Emmy faces 'real life'

TV's latest Emmy awards ceremony was in its way a little like the night on a Boston stage when star Nicol Williamson left the rest of the cast in the lurch and walked out on his own performance of "Hamlet." Even when he reluctantly returned, the turmoils of Shakespeare paled beside the real-life turmoil which the audience had suddenly glimpsed. On Sunday the wilder make-believe of television, in which even the news blends with entertainment, was given a real-life edge with the boycott of the Emmy program by almost all of the stars who might have been expected to be there.

The actors' absence was in support of their strike to share in the anticipated bonanza from new forms of video presentation. This absence -- and the up-and-down efforts of the show to cope with it -- gave the evening something the usual packaged Emmy extravaganza doesn't have. The performers who did turn up, some of them expressing solidarity with the strikers, facing a sympathetic but presumably a similarly uncomfortable theater crowd, they were very funny at it. And the reminders of how good TV can be amid all the dross did come through in the awards to talents on progams like "The Miracle Worker" and "Baryshnikov on Broadway."

Then there was the one winning actor who accepted his Emmy in person -- Powers Boothe, fr his portrayal of cult leader Jim Jones.
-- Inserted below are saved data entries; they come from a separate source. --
PR #264, opened 2018-06-21
MMT-1218 Collection Data Type Display

zjam1:
When on the collection preview page. If the Collection Data Type is Near Real Time then the NRT badge displays next to the subtitle in the header section.

### DIFF
--- a/app/helpers/collections_helper.rb
+++ b/app/helpers/collections_helper.rb
@@ -34,4 +34,10 @@ module CollectionsHelper
     link_to(download_link_title, download_collection_xml_path(concept_id, download_format, revision_id),
             id: download_format)
   end
+
+  def nrt_badge(metadata)
+    if metadata['CollectionDataType'] == 'NEAR_REAL_TIME'
+      content_tag :span, 'NRT', class: 'eui-badge nrt'
+    end
+  end
 end
--- a/app/helpers/collections_helper.rb
+++ b/app/helpers/collections_helper.rb
@@ -37,7 +37,7 @@ module CollectionsHelper
 
   def nrt_badge(metadata)
     if metadata['CollectionDataType'] == 'NEAR_REAL_TIME'
-      content_tag :span, 'NRT', class: 'eui-badge nrt'
+      content_tag(:span, 'NRT', class: 'eui-badge nrt')
     end
   end
 end
--- a/app/views/collection_drafts/show.html.erb
+++ b/app/views/collection_drafts/show.html.erb
@@ -1,6 +1,9 @@
 <% content_for :header_title do %>
   <h2><%= display_entry_id(get_resource.draft, resource_name) %></h2>
   <p class="subtitle"><%= display_collection_entry_title(get_resource.draft) %></p>
+  <% if get_resource.draft['CollectionDataType'] == "NEAR_REAL_TIME" %>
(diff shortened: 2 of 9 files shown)


jceaser:
need unit test to test for the existence of the tag

app/views/collection_drafts/show.html.erb
```diff
@@ -1,6 +1,9 @@
 <% content_for :header_title do %>
   <h2><%= display_entry_id(get_resource.draft, resource_name) %></h2>
   <p class="subtitle"><%= display_collection_entry_title(get_resource.draft) %></p>
+  <% if get_resource.draft['CollectionDataType'] == 'NEAR_REAL_TIME' %>
```
jceaser: these next three sections look like they mostly repeat, maybe a helper function

spec/features/collection_drafts/breadcrumbs_and_header_spec.rb
```diff
@@ -31,7 +31,7 @@
       visit collection_draft_path(@draft)
     end
 
-    it 'displays the short name' do
+    it 'displays the short name within in breadcrumbs' do
```
charleshuang80: really minor, but I think there's a typo. the 'in' after 'within' should be changed or removed.

app/helpers/collections_helper.rb
```diff
@@ -34,4 +34,10 @@ def render_collection_download_xml_link(download_format, download_link_title, co
     link_to(download_link_title, download_collection_xml_path(concept_id, download_format, revision_id),
             id: download_format)
   end
+
+  def nrt_badge(metadata)
+    if metadata['CollectionDataType'] == 'NEAR_REAL_TIME'
+      content_tag :span, 'NRT', class: 'eui-badge nrt'
```
charleshuang80: I know parentheses aren't required here, but if you look at where we use `content_tag` in the rest of the project, we wrap the arguments in parentheses, so it we should be consistent with that.

app/views/collection_drafts/show.html.erb
```diff
@@ -1,6 +1,7 @@
 <% content_for :header_title do %>
   <h2><%= display_entry_id(get_resource.draft, resource_name) %></h2>
   <p class="subtitle"><%= display_collection_entry_title(get_resource.draft) %></p>
+  <%= nrt_badge get_resource.draft %>
```
charleshuang80: also please use parentheses with this helper to be consistent. as you can see, the view helpers above are called with parentheses.

app/views/collections/revisions.html.erb
```diff
@@ -1,6 +1,7 @@
 <% content_for :header_title do %>
   <h2><%= display_entry_id(@collection, 'collections') %></h2>
   <p class="subtitle"><%= display_collection_entry_title(@collection) %></p>
+  <%= nrt_badge @collection %>
```
charleshuang80: and here

app/views/collections/show.html.erb
```diff
@@ -1,6 +1,7 @@
 <% content_for :header_title do %>
   <h2><%= display_entry_id(@collection, 'collections') %></h2>
   <p class="subtitle"><%= display_collection_entry_title(@collection) %></p>
+  <%= nrt_badge @collection %>
```
charleshuang80: and here

PR #265, opened 2018-06-25
MMT-1491 add scheduler to cleanup expired sessions

htranho:


macrouch:
from Jon  V, a good place to log to would be `${RAILS_HOME}/logs/...`

config/schedule.rb
```diff
@@ -0,0 +1,26 @@
...
+#   rake "some:great:rake:task"
+# end
+#
+# every 4.days do
+#   runner "AnotherModel.prune_old_records"
+# end
+
+# Learn more: http://github.com/javan/whenever
+
+set :output, 'log/session_cleanup_cron.log'
```
jceaser: good to point out that this may need to change in the future, I'll write up a ticket in tech-dept to see if we can fix this in the future.

PR #268, opened 2018-06-28
MMT-873 added a better health check for the status page

zjam1:
Added a more in depth health check that looks to make sure a database connection exists and whether Launchpad is working or not. Changed the tests associated with the status page to work as well.


app/middleware/middleware_healthcheck.rb
```diff
@@ -0,0 +1,32 @@
...
+        db_healthy = ActiveRecord::Migrator.current_version != 0
+      rescue StandardError => e
+        Rails.logger.info "Database error: #{e}"
+        db_healthy = false
+      end
+
+      # checks the health of launchpad
+      cmr_client = Cmr::Client.client_for_environment(Rails.configuration.cmr_env, Rails.configuration.services)
+      launchpad_healthy = cmr_client.launchpad_healthcheck.body == 'OK'.freeze
+      response[2] = ["{\"database\": #{db_healthy}, \"launchpad\": #{launchpad_healthy}}"]
```
jceaser: I think we should check to see if we should add "ok?":"true" if the application is healthy (and all dependencies).

jceaser:
I talked to @ccuadrado, he does not require any other changes or to preview this before we merge.

app/middleware/middleware_healthcheck.rb
```diff
@@ -0,0 +1,32 @@
...
+
+      # If launchpad is disabled then we will not report a 500 error if launchpad still fails
+      unless (ENV['launchpad_login_required'] != 'true' || launchpad_healthy) && db_healthy
```
charleshuang80: I think you should change this to use `if`, it will be easier to be sure what we are checking for.
http://www.railstips.org/blog/archives/2008/12/01/unless-the-abused-ruby-conditional/

app/middleware/middleware_healthcheck.rb
```diff
@@ -0,0 +1,32 @@
...
+      begin
+        db_healthy = ActiveRecord::Migrator.current_version != 0
+      rescue StandardError => e
+        Rails.logger.info "Database error: #{e}"
+        db_healthy = false
+      end
+
+      # checks the health of launchpad
+      cmr_client = Cmr::Client.client_for_environment(Rails.configuration.cmr_env, Rails.configuration.services)
+      launchpad_healthy = cmr_client.launchpad_healthcheck.body == 'OK'.freeze
```
charleshuang80: So when I was testing this call previously, if we were unable to reach launchpad the call would fail pretty quickly. I'm not sure what is different now, but locally, if I am not on the vpn, this call hangs for a while and the page we are expecting (showing the response as text) doesn't show. I am wondering if we should add a timeout so if the call to launchpad doesn't finish within that time it will allow the response to be rendered. Since it is happening locally, it is possible it could happen in our other environments also.
What do you think, @jceaser ?

app/middleware/middleware_healthcheck.rb
charleshuang80: Also, if we don't need to check on launchpad if launchpad login is not required, then we should completely skip the call.

zjam1: I talked with Catalino about this. He said that in this case he would still like to do the launchpad healthcheck but not return a 503 error if the check fails.

app/middleware/middleware_healthcheck.rb
jceaser: yes, I think we should, the difference might be in how it fails, if the client is waiting for a DNS resolution vs the actual server. The VPN may affect this. Lets try specifying a timeout, I think if we don't hear from launchpad in a second, we have a problem.

app/middleware/middleware_healthcheck.rb
```diff
@@ -0,0 +1,36 @@
...
+        db_healthy = ActiveRecord::Migrator.current_version != 0
+      rescue StandardError
+        db_healthy = false
+      end
+
+      # checks the health of launchpad
+      cmr_client = Cmr::Client.client_for_environment(Rails.configuration.cmr_env, Rails.configuration.services)
+      launchpad_healthy = true
+      begin
+        timeout(2) { launchpad_healthy = cmr_client.launchpad_healthcheck.body == 'OK'.freeze }
```
charleshuang80: This timeout seems really short. I would suggest increasing it to at least 10 or 15s. What do you think is appropriate, @jceaser?

app/middleware/middleware_healthcheck.rb
```diff
@@ -5,24 +5,28 @@ def initialize(app)
...
   def call(env)
     if env['PATH_INFO'.freeze] == '/status'.freeze
-      response = [200, { 'Content-Type' => 'application/json' }]
+      response = [503, { 'Content-Type' => 'application/json' }]
 
       # checks the database health
       begin
         db_healthy = ActiveRecord::Migrator.current_version != 0
-      rescue StandardError => e
-        Rails.logger.info "Database error: #{e}"
```
charleshuang80: was there a reason to remove this? seems like it would be helpful to log this error.

zjam1: I originally had it in there for debugging purposes, should I just keep it in there?

charleshuang80: I think it would be helpful if it ever actually happened

PR #269, opened 2018-06-28
MMT-1491 Added rake task as wrapper to call sessions cleanup task

htranho:


lib/tasks/sessions_cleanup.rake
```diff
@@ -0,0 +1,8 @@
+namespace :sessions_cleanup_cron do
+  desc 'Run task to clean up sessions'
+  task :cleanup do
+    Rake::Task['db:sessions:trim'].invoke
+    current_time = Time.now.strftime('%m/%d/%Y %H:%M')
```
charleshuang80: In `config/initializers/time_formats.rb`, we have a list of time/date formats we use. Can you make the format match the default? If this task able to access them, you should be able to get the default with `Time.now.to_s`.

htranho: now using the mmt time format

PR #508, opened 2020-03-02
MMT-2151  Remove authentication token from SOAP response.   Create te…

jdf-eos:
Removed authentication token from SOAP response.  Create test case to verify that the token is removed.


spec/features/filters/echo_token_filter_spec.rb
```diff
@@ -0,0 +1,32 @@
...
+  
+  let(:echo_provider) { Echo::Provider.new('http://example.com', Rails.configuration.services['echo_soap']['services']) }
+  
+  
+  context 'When token is returned in SOAP Response' do
+    before do
+      allow_any_instance_of(Faraday::Connection).to receive(:post).and_return(Faraday::Response.new(body: token_response, status: 500))
+    end
+
+    it 'filters the token' do
```
ryanmiller-1: Should this succeed?  In this instance, shouldn't the response contain `<ns4:ErrorCode>NAMSAuidNotFoundFor**Token**</ns4:ErrorCode>` ?

jdf-eos: The code only removes tags named "Token" inside the AuthorizationFault section of the response.   The ErrorCode's value is not removed.  I could test that the full structure of the SOAP request is undisturbed, but that isn't really the point of the test.   

In fact,  the full test is to look at the log file and see what was written when this test completes.  That is what we will have to do to test it in production.

ryanmiller-1: My interpretation of line 17 is that it is supposed to be checking the string conversion of an echo response for the text 'Token'.  I do not have an intuitive sense of what the string conversion of an echo response is, but I would would expect it to contain most/all of the fields in the response.  Based on that assumption, the fact that this test passes struck me as odd, because I would expect at least one of the 'Token's in the response to match it.  
I threw a byebug in the test and discovered that `echo_provider.test_endpoint_connection("https://test.com", :non_token_response).to_s` evaluates to `"#<Echo::Response:0x00007fa4f4c5b4a8>"`.

jdf-eos: Note that the code in lines 40-44 of base.rb only affects the log message, not the SOAP response.  I used the test case to generate the log message to confirm that the logging did not include the <ns4:Token> tag.

I probably shouldn't have included the test case in my commit and I will remove it.

ryanmiller-1: Ah, I had overlooked that.

The alternative is that you could test the log message.  There are examples of that in spec/cmr/cmr_client_spec.rb

lib/echo/base.rb
```diff
@@ -37,10 +37,15 @@ def make_request(url, body)
...
       begin
-
-        Rails.logger.error "SOAP Response Error: #{echo_response.body.inspect}" if echo_response.error?
-
+        msg_hash = Hash.send('from_xml', echo_response.body)
+        if echo_response.error?
+          token_val = msg_hash.dig('Envelope', 'Body', 'Fault', 'detail','AuthorizationFault','Token')
+          msg_hash.dig('Envelope', 'Body', 'Fault', 'detail','AuthorizationFault').delete('Token') if token_val.present?
+        end
+        Rails.logger.error "SOAP Response Error: #{msg_hash.inspect}"
```
william-valencia: Seems like this line will print regardless if there is an error or not. Is that what you really want here? "SOAP Resonse Error:..." will always be printed.

jdf-eos: Good catch. I'll fix this.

Was this a relative unknown's ploy for attention? The applause seemed rather for one who, though supporting the stand of the absent actors, said he believed in the TV academy and "this is America and one has to do what he believes in."

Not to get too solemn about it, that was America the other night -- the freedom to strike, the freedom to boycott, the freedom to accept the limelight, the freedom for anyone to go on with his particular show. Hey, folks, someone ought to do a TV program like that!